From an IT perspective, teams tend to either spiral up or spiral down. My team is in this spiral up mode. For example, vSphere 6.2 just came out and my team is excited about what they can do with the technology. Some other shops will be like, “Oh my God, we have to do this upgrade,” and spiral down.
It’s having a team that’s excited about technology and what it can do to help the business. We’ve tracked a couple of engineers to see how much they can do and you can see just how much this technology empowers people. It’s very different because historically the server guy is the server guy, the network guy is the network guy, etc. I don’t have server or network or storage people. I have cloud engineers. Because all of that works as a system. People still have their natural affinities, what they’re better at, but to all of them it’s just bits. It’s interesting to watch how they work together and how they communicate and how much they can get done because there aren’t those artificial silos anymore.
It sounds like you guys are having a blast.
I promise my team: one, you’ll never be bored; two, you’ll never have as much fun, because I don’t do technology for the sake of technology, it has to have an outcome; and three, we will develop a world class team where we make people great and where they want to come to work every day.
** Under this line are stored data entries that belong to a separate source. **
PR #340, opened 2024-10-08
Attach neb

jungsdao:
Enable wfl neb.py to have user customized function to be attached to optimizer.
Also allow abort check class to be provided by user.


bernstei:
@jungsdao let me know when it's ready for us to look at.  Could you add a pytest (or modify an existing pytest) to make sure this new capability is used?

Also, a mace descriptors functionality (which I see you added and then removed) would be useful, although perhaps it would be cleaner to do as a separate PR.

We live by five operating principles founded on this one fundamental idea: Our job is to create a Frictionless Enterprise:
- We are here to help. Period.
- Enable the business to turn around and face forward.
- Make systems work for people, rather than people working for systems.
- Command technology to provide competitive advantage for the business.
- Provide management teams actionable information to make good decisions.